The Democratic Alliance (DA) Gauteng has submitted its replying affidavit in its fight to have a motion of censure against the delinquent Gauteng Health MEC, Nomantu Ralehoko, debated in the Gauteng Provincial Legislature. The affidavit is found :SKM_360i25043015060. Other Court documents related to this matter can be found SKM_360i25043015070.
DA Gauteng Shadow MEC for Health, Dr Jack Bloom MPL, had tabled a motion, which the Gauteng Speaker disallowed. In terms of the motion, the MEC for Health was to be censured. A recent court judgement found that the MEC had not spent the R250 million budgeted to treat cancer patients. By her admission, likely, many of the patients have since died as a result.
The Speaker claims that the legal principle Audi Alteram Partem, or “let the other side be heard”, empowered her to disallow the DA’s motion. But the legislature’s rules only permit her to disallow a motion that contravenes one of the standing rules. This principle is not one of them. In any case, the MEC and her colleagues get the opportunity to reply to the motion, and her side of the matter will indeed be heard.
The role of the MEC is not a career job appointment. It is an executive office elected by public vote. This MEC is the public’s custodian of taxpayer money set aside to provide healthcare. The entire constitutional framework requires a politician’s performance to be judged in a public arena, which in this case is the GPL. The outcome of the DA motion is not a firing but is an expression of opinion by those whom the public has put in place to hold her, as an executive officer, to account.
The Speaker must be fair. There is a difference between being fair to someone in an executive office and shielding that person. In this instance, the Speaker has abused her powers to protect the executive. The Speaker’s decision is misguided and without precedent.
By shutting down the debate, she achieved the opposite of what the Audi rule is intended to achieve. Her actions have ensured that one side of the debate, namely, the proposers of the motion, will not be heard.
The truth is that the ANC do not want their politicians to be accountable, certainly not in the public space. This motion is about the utilisation of public resources. The public must be able to judge for themselves.

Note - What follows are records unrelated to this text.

PR #860, opened 2023-01-30
Fix eth_estimateGas for hollow account creation (#844)

Nana-EC:
**Description**:
Cherry pick #844 
Hollow account creation requires an accurate gas amount response

- add a `TX_HOLLOW_ACCOUNT_CREATION_GAS` to capture the necessary gas amount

The Speaker replied to our affidavit, but she has said nothing new. The MEC also weighed in, but her plea was for the court to judge her performance. But the correct place to judge her performance is in the Legislature, as per section 133 (2) of the RSA Constitution. The current case before the court is about the Speaker’s ruling, not the MEC’s performance.
Heads of argument will now be drawn up, and it is anticipated that a court date will be set within the next two to three weeks.